Prod 2: NG Dashboards are not loading as expected
Incident Report for Harness
Postmortem

Impact:
Harness custom dashboards were intermittently inaccessible during the time of the incident.

Root Cause:

Custom Dashboards microservice in the harness cluster of services had experienced a server overloaded with requests causing a CPU spike resulting in a crash and a restart and due to the high volume of requests the UI was inaccessible.

Timeline:

Time Event
May 16 at 12:32 PM PST Internal team noticed slowness in custom dashboards
May 16 at 12:32 PM PST Internal call was initiated and engineering started triaging
May 16 at 12:41 PM PST Functionality returned back to normal after a pod restart

Action items:

Adopting the Gunicorn server to handle more requests per second and added resiliency

Posted May 18, 2023 - 20:51 PDT

Resolved
We can confirm normal operation.
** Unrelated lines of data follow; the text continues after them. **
PR #1476, opened 2024-08-28
Feature/bai 1249 as a user i want my model cards stored as a zip file in s3 to be viewable in bailo

JR40159:


GB27247 (changes requested):

backend/src/routes/v2/model/postRequestImport.ts
```diff
@@ -0,0 +1,59 @@
...
+            sourceModelId: z.string(),
+            modelCardVersions: z.array(z.string()),
+          }),
+        },
+      },
+    },
+  },
+})
+
+interface PostRequestExportResponse {
```
ARADDCC012, line 40: Rename to `PostRequestImportResponse`?

backend/src/services/mirroredModel.ts
```diff
@@ -77,6 +86,67 @@ export async function exportModel(
...
+  if (mirroredModelId === '') {
+    throw BadReq('Missing mirrored model ID.')
+  }
+  let sourceModelId
+
+  let res: Response
+  try {
+    res = await fetch(payloadUrl)
+  } catch (err) {
+    throw InternalError('Unable to get the file.', { err })
```
ARADDCC012, line 99: Is it worth logging the `payloadUrl` in these three internal errors?

backend/src/services/mirroredModel.ts
```diff
@@ -77,6 +86,67 @@ export async function exportModel(
...
+  if (!res.ok) {
+    throw InternalError('Unable to get zip file.', { response: { status: res.status, body: await res.text() } })
+  }
+
+  if (!res.body) {
+    throw InternalError('Unable to get the file.')
+  }
+
+  const modelCards: ModelCardRevisionInterface[] = []
+  const test = new Uint8Array(await res.arrayBuffer())
```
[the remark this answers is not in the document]
ARADDCC012: Perhaps also clarify that this is the zipped data?

backend/src/services/mirroredModel.ts
```diff
@@ -77,6 +86,67 @@ export async function exportModel(
...
+    }
+    modelCards.push(modelCard)
+  })
+
+  await Promise.all(modelCards.map((card) => saveImportedModelCard(card, sourceModelId)))
+  await setLatestImportedModelCard(mirroredModelId)
+  return { mirroredModelId, sourceModelId, modelCardVersions: modelCards.map((modelCard) => modelCard.version) }
+}
+
+function parseModelCard(modelCardString: string, mirroredModelId: string, sourceModelId?: string) {
```
ARADDCC012, line 133: For readability it might be worth clarifying that `modelCardString` is `modelCardJson`. At a glance "string" could refer to a number of things related to the model card.

backend/src/services/model.ts
```diff
@@ -376,3 +379,66 @@ export async function createModelCardFromTemplate(
...
+    modelCard,
+    {
+      upsert: true,
+    },
+  )
+}
+
+export async function setLatestImportedModelCard(modelId: string) {
+  // Add check for mirrored model
+  const latestModelCard = await ModelCardRevisionModel.findOne({ modelId }).sort({ version: -1 }).limit(1)
```
ARADDCC012, line 424: I don't think the `sort` and `limit` on this `findOne` is doing what you expect. `findOne` will return the first result that meets the condition, so you'll just be sorting a single result. I think if you replace `findOne` with `find` it'll work as expected.

Also consider adding in some error handling in the event we don't find anything.

backend/src/services/model.ts
```diff
@@ -376,3 +379,66 @@ export async function createModelCardFromTemplate(
...
+    { modelId: modelCard.modelId, version: modelCard.version },
+    modelCard,
+    {
+      upsert: true,
+    },
+  )
+}
+
+export async function setLatestImportedModelCard(modelId: string) {
+  // Add check for mirrored model
```
ARADDCC012, line 423: Does this comment still need to be addressed?

ARADDCC012 (changes requested):

backend/src/services/model.ts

Get Ship Done!
We will continue to continue to monitor and ensure stability.
Posted May 16, 2023 - 13:15 PDT
Monitoring
Harness service issues have been addressed and normal operations have been resumed. We are monitoring the service to ensure normal performance continues.
Posted May 16, 2023 - 12:41 PDT
Investigating
Harness NG Dashboards in Prod 2 cluster are unable to load. We are working to identify the cause and restore normal operations as soon as possible.
Posted May 16, 2023 - 12:32 PDT
This incident affected: Prod 2 (Continuous Delivery - Next Generation (CDNG), Cloud Cost Management (CCM), Continuous Integration Enterprise(CIE) - Cloud Builds, Feature Flags (FF), Security Testing Orchestration (STO)).